All that was pretty abstract, let’s end off with an example (adapted from the supplemental material of Reference 4). Let C be a convex compact subset of \mathbb{R}^n, and let \gamma \geq 0 be some constant. Consider the function \phi : \mathbb{R}^n \times C \mapsto \mathbb{R} with

\begin{aligned} \phi (x, z) = -x^\top z - \frac{\gamma}{2} z^\top z \end{aligned}

\phi is clearly a continuous function, and for fixed z, \phi is linear, and hence is convex.
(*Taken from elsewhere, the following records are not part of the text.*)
PR #1399, opened 2023-02-23
Gh action fix

hjtappe:
This patch fixes the window rendering tests.
- Move tests before install targets
- Enforce QT_QPA_PLATFORM=minimal
- Let the tests evaluate the extra environment variable

Note that this is just one way to make it work. Alternatively, there could be a solution in finding and installing some missing library or library version that causes QT to being unable to render the screens during tests.

### DIFF
--- a/.github/workflows/build.yml
+++ b/.github/workflows/build.yml
@@ -10,8 +10,8 @@ jobs:
     strategy:
       #fail-fast: false
       matrix:
-        #task: [compile-qt5, compile-qt5qml,coverage-qt5]
-        task: [compile-qt5qml]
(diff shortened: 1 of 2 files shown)


hjtappe:
As I see in your `winbuild` branch, the fix is similar to the  `--platform offscreen` option. You could try that instead of `minimal`, but I wonder if the test would still do something useful then.
You could try to somehow merge that inside the `GabrielBB/xvfb-action@v1` action or embed a part of that in the `unittest.sh`.

mcallegari:
Great!! Thanks a lot for this.
I'm going to port these changes to the winbuild branch and continue to pursue windows builds too

PR #1400, opened 2023-02-26
Add support for AKAI APC Mini mk2

michaelmertens:
Color feedback values can be found here:
https://www.qlcplus.org/forum/viewtopic.php?f=30&t=16203

Some things to keep in mind:
* The output MIDI channel must be set to 7 to get 100% brightness (when MIDI channel 1 is chosen, you'll only get 10% brightness)
* The control buttons on the side however (Volume, Pan, etc.) have single LEDs which unfortunately only react to messages on MIDI channel 1. Maybe we could add a FixedMidiChannel attribute on the Feedbacks element that could be configured to overwrite the output MIDI channel used for feedback to allow 1 profile can output to multiple MIDI channels?

### DIFF
--- a/resources/inputprofiles/Akai-APCMini-mk2.qxi
+++ b/resources/inputprofiles/Akai-APCMini-mk2.qxi
@@ -1,0 +1,453 @@
+<?xml version='1.0' encoding='UTF-8'?>
+<!DOCTYPE InputProfile>
+<InputProfile xmlns="http://www.qlcplus.org/InputProfile">
+ <Creator>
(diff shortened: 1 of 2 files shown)


mcallegari:
Thanks :+1: 
I think a note should be added to the MIDI plugin docs rather than forcing a channel

lumidmx:
AKAI APC Mini mk2 is woking with lumidmx but it does not work leds
i found chataigne to made led work but not the same time with lumidmx
Can u help me?
Best regrads 
Filip Gabriel  (filipgabriel@yahoo.com)

PR #1301, opened 2021-11-30
Initial commit of checkers.js

sandinak:
- can set alternating colors for the squares
- uses a defined width and height that can be manipulated
- can slide them based on the step interval
- can alternate the colors

This has been tested in both the testing tool and QLC+ 4.12.4

PR #1302, opened 2021-12-01
Initial commit of flames.js

sandinak:
- based off simple algorithm for creating flames
- has hilights in differnet colors
- can set amount and depth

PR #1404, opened 2023-03-14
rgbscript: marquee

sandinak:
- adds a marquee function
- has moving "lights" with a count of lights+spaces
- can select the color of the lights
- has fadein depth from outside
- handles corners cleanly so that the lights look even
- tested different sizes on the devtool


sandinak:
So .. codacy is telling me that using 'var ' on a var is bad form.. and I should be using 'let' .. which makse sense .. however; our code interpreter in qlcplus doth not like 'let ' and in fact throws really.. really annoying error:
`
"marquee.js" Error at line: 99 , column: 7 : "Expected `;', `;'"
`
Which tool me going to dinner and complaining to my duck before i figured out what had changed :) Hope this passes all the rest as I think it's a nice script that we're using on this years show.

mcallegari (approved):

mcallegari:
Hey can we please close #1301 and #1302 before throwing more stuff on the table? Thanks

sandinak:
Closed the other two .. one was a dupe .. one needs re-write .. this one is ready; but I can't merge because of Coacy.

mcallegari:
Thanks 👍

PR #1414, opened 2023-03-29
Alternate halfs

hjtappe:
Integrate feature request #1361 into alternate.js: Split the matrix into halfs and by any other divisor.

I would really like to extend the script further, to obey to the colors set in the background (through the virtual console matrix widget) instead of setting them as an array, but we would need to extend the rgbMatrix interface to allow two (or more) colors to be pushed into the matrix script (as an array). Just pushing one color fails in the test script as it does not expect another color to be set.

### DIFF
--- a/resources/rgbscripts/alternate.js
+++ b/resources/rgbscripts/alternate.js
@@ -72,6 +72,9 @@ var testAlgo;
 
   var x = 0;
   var y = 0;
+  // current RGB assigned to the step
+//  algo.currentRgb = 0;
+//  algo.rgbStepColorName = "Matrix RGB";
 
   algo.acceptColors = 0;
   algo.properties = new Array();
@@ -86,7 +89,9 @@ var testAlgo;
 
   algo.color1Index = algo.getColorIndex("Red");
   algo.properties.push("name:color1Index|type:list|display:Color 1|" +
-    "values:" + colorPalette.names.toString() + "|" +
+    "values:" + colorPalette.names.toString() +
+//    ",Matrix RGB" +
+    "|" +
     "write:setColor1Index|read:getColor1Name");
   algo.color2Index = algo.getColorIndex("Green");
   algo.properties.push("name:color2Index|type:list|display:Color 2|" +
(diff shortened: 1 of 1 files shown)


resources/rgbscripts/alternate.js
```diff
@@ -86,7 +89,9 @@ var testAlgo;
 
   algo.color1Index = algo.getColorIndex("Red");
   algo.properties.push("name:color1Index|type:list|display:Color 1|" +
-    "values:" + colorPalette.names.toString() + "|" +
+    "values:" + colorPalette.names.toString() +
+//    ",Matrix RGB" +
```
mcallegari, line 93: this doesn't really seem like a needed change, is it?

resources/rgbscripts/alternate.js
```diff
@@ -59,7 +59,7 @@ var testAlgo;
   colorPalette.makeSubArray = function(_index) {
     var _array = new Array();
     for (var i = 0; i < colorPalette.collection.length; i++) {
-      _array.push(colorPalette.collection[parseInt(i)][parseInt(_index)]);
+      _array.push(colorPalette.collection[parseInt(i, 10)][parseInt(_index, 10)]);
```
mcallegari, line 62: Is radix mandatory?
According to W3C docs it's not
https://www.w3schools.com/jsref/jsref_parseint.asp
However this is ECMA...

resources/rgbscripts/alternate.js
```diff
@@ -72,6 +72,9 @@ var testAlgo;
 
   var x = 0;
   var y = 0;
+  // current RGB assigned to the step
```
mcallegari, line 75: Remove this?

mcallegari (changes requested):
Looks good but needs a bit of cleanup
Lots of commented code left there

Also, a screenshot of the result would be nice.
Thanks

resources/rgbscripts/alternate.js
hjtappe: ... Codacy thinks, it's unsafe not to fix this. The parseint function would otherwise autodetect the basis for the conversion. So it is not necessary, but a bit safer.

resources/rgbscripts/alternate.js
hjtappe: Yes, it is a leftover. Not sure why, I should have seen these things in my final review before opening the pull request. Thanks for double-checking my code. I'll clean that up.

resources/rgbscripts/alternate.js
hjtappe: Yes, this is leftover and should not be there. I'll remove it.

hjtappe:
Here is a screenshot of the "Split" mode:
image
It can be configured to split in 2, 3, 4 etc. segments, horizontal, vertical and interleaved (chess board) and will calculate the sizes of each chunk depending on the total width and height.

mcallegari:
Thanks :+1:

This means that the assumptions for Danskin’s Theorem hold. The function f is

\begin{aligned} f(x) &= \max_{z \in C} \phi (x, z) \\  &= - \min_{z \in C} \left\{ x^\top z + \frac{\gamma}{2} z^\top z \right\}. \end{aligned}

If \gamma > 0, the function being minimized above is strongly convex and is being minimized over a convex set, it has a unique minimizer \hat{z}(x) (proof here). Hence, the additional assumptions of Part 3 apply, and we can conclude that the function f is differentiable at x, and

\begin{aligned} \nabla f(x) = \frac{\partial \phi (x, \hat{z}(x))}{\partial x} = - \hat{z}(x). \end{aligned}

If \gamma = 0, the maximizing point is no longer unique, and so the assumptions in Part 3 don’t apply. The assumption in Part 4 still applies though, and so f has a subdifferential given by

\begin{aligned} \partial f(x) &= \text{conv} \left\{ \frac{\partial \phi (x, z)}{\partial x}: z \in Z(x) \right\} \\  &= \text{conv} \left\{ -z : z \in \text{argmax}_{z \in C} \left( -x^\top z \right) \right\} \\  &= \text{conv} \left\{ -z : z \in \text{argmin}_{z \in C} x^\top z \right\} \\  &= - \text{conv} \left\{ z : z \in \text{argmin}_{z \in C} x^\top z \right\} \\  &= - \left\{ z : z \in \text{argmin}_{z \in C} x^\top z \right\}. \end{aligned}

We can drop the convex hull operator in the last line because if z_1 and z_2 minimize x^\top z, then so does any convex combination tz_1 + (1-t)z_2.

References:

  1. Danskin, J. M. (1967). The Theory of Max-Min and its Application to Weapons Allocation Problems.
  2. Wikipedia. Danskin’s theorem.
  3. Bertsekas, D. P. (2016). Nonlinear Programming.
  4. Basu, K., et. al. (2020). ECLIPSE: An Extreme-Scale Linear Program Solver for Web-Applications.